- **Problem details**: Restate word for word the entries below, starting with the line with "PR #164, opened 2023-04-07" and continuing through the line with "If we want to enforce the path?". Include both of those lines and no others.

** Opening Given data block **

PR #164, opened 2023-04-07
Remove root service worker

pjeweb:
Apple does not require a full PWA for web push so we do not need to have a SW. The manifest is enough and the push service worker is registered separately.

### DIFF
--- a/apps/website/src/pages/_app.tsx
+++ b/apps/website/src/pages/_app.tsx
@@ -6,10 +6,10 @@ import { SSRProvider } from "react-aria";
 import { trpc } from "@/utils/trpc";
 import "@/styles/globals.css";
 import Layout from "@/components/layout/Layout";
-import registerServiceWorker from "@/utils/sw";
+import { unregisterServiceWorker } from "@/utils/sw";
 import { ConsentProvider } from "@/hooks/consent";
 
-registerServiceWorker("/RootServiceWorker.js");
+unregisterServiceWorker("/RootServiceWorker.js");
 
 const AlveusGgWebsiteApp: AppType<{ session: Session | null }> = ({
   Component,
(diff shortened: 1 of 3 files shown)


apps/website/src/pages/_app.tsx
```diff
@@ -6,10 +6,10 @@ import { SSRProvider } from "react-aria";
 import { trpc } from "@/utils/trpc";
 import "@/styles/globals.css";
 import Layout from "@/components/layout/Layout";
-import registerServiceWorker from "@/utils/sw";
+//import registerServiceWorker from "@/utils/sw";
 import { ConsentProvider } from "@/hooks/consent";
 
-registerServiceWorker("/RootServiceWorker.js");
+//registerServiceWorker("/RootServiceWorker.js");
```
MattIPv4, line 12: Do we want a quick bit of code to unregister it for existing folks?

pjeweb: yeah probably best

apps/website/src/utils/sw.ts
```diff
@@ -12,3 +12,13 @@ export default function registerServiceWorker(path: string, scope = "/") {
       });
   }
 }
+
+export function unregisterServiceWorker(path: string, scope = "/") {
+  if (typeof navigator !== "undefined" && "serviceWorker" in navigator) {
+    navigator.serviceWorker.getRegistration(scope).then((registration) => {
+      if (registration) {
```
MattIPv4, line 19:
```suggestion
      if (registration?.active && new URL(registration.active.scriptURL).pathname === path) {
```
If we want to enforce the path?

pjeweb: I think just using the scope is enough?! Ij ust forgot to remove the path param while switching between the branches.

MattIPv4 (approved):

** Closing Given data block **
** Opening Given data block **

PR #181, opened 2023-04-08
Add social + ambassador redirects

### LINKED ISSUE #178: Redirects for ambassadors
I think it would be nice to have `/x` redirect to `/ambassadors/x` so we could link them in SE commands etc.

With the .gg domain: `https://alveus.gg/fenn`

** Closing Given data block **

- **Solved problem**:
PR #164, opened 2023-04-07
Remove root service worker

pjeweb:
Apple does not require a full PWA for web push so we do not need to have a SW. The manifest is enough and the push service worker is registered separately.

### DIFF
--- a/apps/website/src/pages/_app.tsx
+++ b/apps/website/src/pages/_app.tsx
@@ -6,10 +6,10 @@ import { SSRProvider } from "react-aria";
 import { trpc } from "@/utils/trpc";
 import "@/styles/globals.css";
 import Layout from "@/components/layout/Layout";
-import registerServiceWorker from "@/utils/sw";
+import { unregisterServiceWorker } from "@/utils/sw";
 import { ConsentProvider } from "@/hooks/consent";
 
-registerServiceWorker("/RootServiceWorker.js");
+unregisterServiceWorker("/RootServiceWorker.js");
 
 const AlveusGgWebsiteApp: AppType<{ session: Session | null }> = ({
   Component,
(diff shortened: 1 of 3 files shown)


apps/website/src/pages/_app.tsx
```diff
@@ -6,10 +6,10 @@ import { SSRProvider } from "react-aria";
 import { trpc } from "@/utils/trpc";
 import "@/styles/globals.css";
 import Layout from "@/components/layout/Layout";
-import registerServiceWorker from "@/utils/sw";
+//import registerServiceWorker from "@/utils/sw";
 import { ConsentProvider } from "@/hooks/consent";
 
-registerServiceWorker("/RootServiceWorker.js");
+//registerServiceWorker("/RootServiceWorker.js");
```
MattIPv4, line 12: Do we want a quick bit of code to unregister it for existing folks?

pjeweb: yeah probably best

apps/website/src/utils/sw.ts
```diff
@@ -12,3 +12,13 @@ export default function registerServiceWorker(path: string, scope = "/") {
       });
   }
 }
+
+export function unregisterServiceWorker(path: string, scope = "/") {
+  if (typeof navigator !== "undefined" && "serviceWorker" in navigator) {
+    navigator.serviceWorker.getRegistration(scope).then((registration) => {
+      if (registration) {
```
MattIPv4, line 19:
```suggestion
      if (registration?.active && new URL(registration.active.scriptURL).pathname === path) {
```
If we want to enforce the path?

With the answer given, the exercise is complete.